Galicia destinará seis millones de euros para reactivar la venta de turismos y vehículos industriales como demostración del "compromiso de la Xunta con el sector". Con este plan, los gallegos podrán ahorrar hasta 2.200 euros por la compra de un vehículo medio y hasta 3.000 por un coche industrial. Ahorro que se logrará sumando el descuento que desde ayer se puede aplicar al plan del Gobierno central con la aportación de un Ejecutivo gallego que ha olvidado que, hace menos de un mes, no tenía fondos para participar en los mismos descuentos.
Fue el presidente de la Xunta, Alberto Núñez Feijóo, el que oficializó ayer este plan gallego del motor adelandato el pasado viernes, cuando rechazó adherirse al requerimiento de Zapatero para participar de su medida, que pretendía ofrecer a los usuarios una rebaja en el precio de los coches de 2.000 euros con la suma de tres esfuerzos: el del Estado y las comunidades autónomas (con 500 euros por cada parte), y los fabricantes (1.000 euros). Feijóo cuantificó y pormenorizó todos los detalles de su medida estrella junto a las voces más relevantes del sector: los miembros del patronato del Clúster de Empresas de Automoción de Galicia (Ceaga).
Detalles
En una reunión que tuvo lugar ayer por la mañana en Vigo en la sede del Clúster -en la avenida con nombre de motor, Citroën-, presentó esta medida "consensuada con el sector". En el patronato de este colectivo, presentes en la reunión, hay dos personas de la factoría PSA y otros miembros de la industria auxiliar de la automoción, y todos aplaudieron tanto el encuentro como el contenido que en éste se expuso. Feijóo detalló que los interesados en comprar vehículos de menos de 10.000 euros recibirán hasta 500 en ayudas. Éstas ascenderán a 700 euros para los valorados entre 10.000 y 27.000 euros y, finalmente, los vehículos industriales ligeros -de hasta 3,5 toneladas-, los compradores percibirán entre 1.000 y 1.500 euros.

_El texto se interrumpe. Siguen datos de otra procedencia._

PR #133, opened 2020-07-11
Soft 179 smoketest spv1020

JarvisWeng:


projects/smoke_spv1020/src/main.c
```diff
@@ -0,0 +1,81 @@
...
+
+  mppt_read_status(SPI_PORT, &status, SPV1020);
+  LOG_DEBUG("SPV1020 # %d status is: %x\r\n", SPV1020, status);
+  mppt_read_pwm(SPI_PORT, &pwm, SPV1020);
+  LOG_DEBUG("SPV1020 # %d pwm is: %x\r\n", SPV1020, pwm);
+  mppt_read_voltage_in(SPI_PORT, &vin, SPV1020);
+  LOG_DEBUG("SPV1020 # %d status is: %x\r\n", SPV1020, vin);
+  mppt_read_current(SPI_PORT, &current, SPV1020);
+  LOG_DEBUG("SPV1020 # %d status is: %x\r\n", SPV1020, current);
+
```
copperium, line 49: Idea to make the smoke test even more useful: since you're using values that should never occur for status/pwm/vin/current, after reading everything you could check that all of the values have been changed and output a warning like "Reading PWM failed" if any of the variables have the same value they had originally.

projects/smoke_spv1020/src/main.c
```diff
@@ -0,0 +1,81 @@
...
+  mppt_init();
+
+  LOG_DEBUG("Initializing spv1020 smoke test\n");
+
+  Event e = { 0 };
+  soft_timer_start_millis(SMOKETEST_WAIT_TIME_MS, prv_spv1020_check, NULL, NULL);
+  while (true) {
+    while (event_process(&e) != STATUS_CODE_OK) {
+    }
```
copperium, line 78: Why are you using the event queue here if there's no events to process? I think you could just replace all of this with a call to `wait()` from `wait.h`.

(I know we standardized the main event loop format but I don't think that applies to smoke tests without any events!)

projects/smoke_spv1020/src/main.c
```diff
@@ -0,0 +1,81 @@
...
+    .baudrate = 60000,
+    .mode = SPI_MODE_3,
+    .mosi = MOSI_PIN,
+    .miso = MISO_PIN,
+    .sclk = SCLK_PIN,
+    .cs = CS_PIN,
+  };
+  spi_init(SPI_PORT, &spi_settings);
+
+  mppt_init();
```
copperium, line 70: I think you could get around having to copy/paste `mppt` into this project by moving all the mux config defines and the mux address from `mppt.c` into this file, documenting them, and initializing `mux` here. Then you can `mux_set(&s_mux_address, SPV1020)` at the beginning of `prv_spv1020_check` and `mux_set(&s_mux_address, DISCONNECTED_MUX_OUTPUT)` at the end of `prv_spv1020_check`. Then you can just call the raw `spv1020` functions instead of the `mppt` functions, and you don't have the copy/paste the `mppt` module.

projects/smoke_spv1020/src/main.c
```diff
@@ -0,0 +1,81 @@
...
+  { .port = GPIO_PORT_B, 14 }
+#define SCLK_PIN \
+  { .port = GPIO_PORT_B, 13 }
+#define CS_PIN \
+  { .port = GPIO_PORT_B, 12 }
+
+uint8_t status = 0xFF;      // 8th bit is set
+uint16_t pwm = 0xFFFF;      // over 900
+uint16_t vin = 0xFFFF;      // over 10 bits
+uint16_t current = 0xFFFF;  // over 10 bits
```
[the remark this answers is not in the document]
JarvisWeng: Actually I don't remember what I was thinking when I did that. I think it was thinking something like saving memory, but idk

projects/smoke_spv1020/src/main.c
```diff
@@ -0,0 +1,81 @@
...
+  LOG_DEBUG("SPV1020 # %d status is: %x\r\n", SPV1020, status);
+  mppt_read_pwm(SPI_PORT, &pwm, SPV1020);
+  LOG_DEBUG("SPV1020 # %d pwm is: %x\r\n", SPV1020, pwm);
+  mppt_read_voltage_in(SPI_PORT, &vin, SPV1020);
+  LOG_DEBUG("SPV1020 # %d status is: %x\r\n", SPV1020, vin);
+  mppt_read_current(SPI_PORT, &current, SPV1020);
+  LOG_DEBUG("SPV1020 # %d status is: %x\r\n", SPV1020, current);
+
+  mppt_shut(SPI_PORT, SPV1020);
+}
```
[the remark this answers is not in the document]
JarvisWeng: ah right. Thank you

projects/smoke_spv1020/src/main.c
JarvisWeng: ah ok. Sorry I'll change that

projects/smoke_spv1020/src/main.c
```diff
@@ -0,0 +1,147 @@
...
+  uint16_t vin = 0xFFFF;      // over 10 bits
+  uint16_t current = 0xFFFF;  // over 10 bits
+
+  mux_set(&s_mux_address, SPV1020);
+
+  spv1020_turn_on(SPI_PORT);
+
+  spv1020_read_status(SPI_PORT, &status);
+  if (status != 0) {
+    LOG_DEBUG("Reading Status failed");
```
copperium, line 87: Reading the status didn't fail if `status == 0`! If `status != 0` then we successfully read the status but there's some fault in the SPV1020 chip (overcurrent/overtemperature/etc). This condition should check `status == 0xFF` since that's the initial, invalid value you gave it.

projects/smoke_spv1020/src/main.c
```diff
@@ -0,0 +1,147 @@
...
+  } else {
+    LOG_DEBUG("SPV1020 #%d status is: 0x%x\r\n", SPV1020, status);
+  }
+
+  spv1020_read_pwm(SPI_PORT, &pwm);
+  if (pwm == 0xFFFF) {
+    LOG_DEBUG("Reading PWM failed");
```
copperium, line 94: Your fault messages need `\n` at the end.

projects/smoke_spv1020/src/main.c
```diff
@@ -0,0 +1,147 @@
...
+
+  mux_set(&s_mux_address, DISCONNECTED_MUX_OUTPUT);
+
+  soft_timer_start_millis(SMOKETEST_WAIT_TIME_MS, prv_spv1020_check, NULL, NULL);
+}
+
+int main(void) {
+  event_queue_init();
+  gpio_init();
+  gpio_it_init();
```
copperium, line 123: Why are you including + initializing `gpio_it`?

projects/smoke_spv1020/src/main.c
```diff
@@ -0,0 +1,147 @@
...
+    LOG_DEBUG("Reading PWM failed");
+  } else {
+    LOG_DEBUG("SPV1020 #%d pwm is: 0x%x\r\n", SPV1020, pwm);
+  }
+
+  spv1020_read_voltage_in(SPI_PORT, &vin);
+  if (vin == 0xFFFF) {
+    LOG_DEBUG("Reading Voltage failed");
+  } else {
+    LOG_DEBUG("SPV1020 #%d voltage_in is: 0x%x\r\n", SPV1020, vin);
```
copperium, line 103: Nit: why are you using `\r\n` instead of just `\n`? (I believe minicom can be set to auto-insert carriage returns before newlines.)

projects/smoke_spv1020/src/main.c
```diff
@@ -0,0 +1,147 @@
...
+    .sclk = SCLK_PIN,
+    .cs = CS_PIN,
+  };
+  spi_init(SPI_PORT, &spi_settings);
+
+  mux_init(&s_mux_address);
+
+  LOG_DEBUG("Initializing spv1020 smoke test\n");
+
+  Event e = { 0 };
```
copperium, line 141: Forgot to remove this?

projects/smoke_spv1020/src/main.c
```diff
@@ -0,0 +1,147 @@
...
+
+  spv1020_shut(SPI_PORT);
+
+  mux_set(&s_mux_address, DISCONNECTED_MUX_OUTPUT);
+
+  soft_timer_start_millis(SMOKETEST_WAIT_TIME_MS, prv_spv1020_check, NULL, NULL);
+}
+
+int main(void) {
+  event_queue_init();
```
copperium, line 121: I don't think you need to include + initialize `event_queue` since nothing in the smoke test uses it.

projects/smoke_spv1020/src/main.c
JarvisWeng: ah right thanks.

projects/smoke_spv1020/src/main.c
JarvisWeng: it needed interrupts to run on platform x86, but i guess I don't need it.

projects/smoke_spv1020/src/main.c
JarvisWeng: ok i'll remove that

projects/smoke_spv1020/src/main.c
JarvisWeng: Ah right, I'll get rid of the includes too.

projects/smoke_spv1020/src/main.c
JarvisWeng: yup

projects/smoke_spv1020/src/main.c
copperium: It seems to run fine for me on x86 without `gpio_it`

Para los coches superiores a los 10.000 euros, los gallegos saldrán ganando comparativamente a los asturianos o cántabros, pues en estas comunidades -donde se le dio el ‘si' a Zapatero-, el descuento quedará en 2.000 euros. En los más económicos, este plan es el exactamente el mismo que el de Zapatero. Por la contra, una persona que quiera hacerse con un turismo en Galicia de más de ese dinero y hasta 27.000 euros recibirá 200 euros más que el resto de ciudadanos de cualquier otra autonomía. De cualquier manera, solo los vehículos industriales cumplen con la promesa que el conselleiro de Economía e Industria, Javier Guerra, lanzó el día de su investidura. Los 1.000 euros que aseguró irían a parar a los compradores de coches se quedan en 700 en el menor de los casos, y solo los motorizados industriales (hasta los 3.500 kilos) podrán hacer buena la palabra dada por el conselleiro.
Reacciones
La medida anunciada ayer tuvo todos los alicientes para ganar todo tipo de repercusiones. Que Feijóo esperara un mes después de un anuncio corregido (el de Guerra) para lanzar su propuesta, que rechazara el plan estatal que contenía los mismos detalles que había demandado y que lo hiciera en el particular ‘Detroit' gallego del motor. Estos cambios de estrategia se ven en la oposición como un vaivén político de la Xunta. El portavoz de Industria del BNG, Henrique Viéitez, insitió en este aspecto y condenó que Feijóo haya echado mano de "la confrontación política". En declaraciones a Xornal de Galicia, Viéitez resalta el "cambio de discurso" en el último mes. De la misma opinión es el portavoz de Industria del PSdeG, Abel Losada, quien, a pesar de felicitarse por la iniciativa, lamentó la "ambigüedad" y la "utilización partidista" de la misma.
Concesionarios
Por parte de la patronal y los venedores de coches, las opiniones divergen bastante. A pesar de que, como aseguró Feijóo, el plan es de "aplicación inmediata" (desde ayer, según confirmaron a este diario fuentes de la Xunta), los concesionarios condenan la falta de información. "Pues me estoy enterando por un cliente que tengo a mi lado", aseguró a Xornal un comercial de Gabisa -Citroën- de Vigo. Sin embargo, para el presidente de los empresarios de Pontevedra, José Manuel Fernández Alvariño, la burocracia es un mal menor pues, asegura a este diario, "es muy positivo, sobre todo por la discriminación positiva a los gallegos"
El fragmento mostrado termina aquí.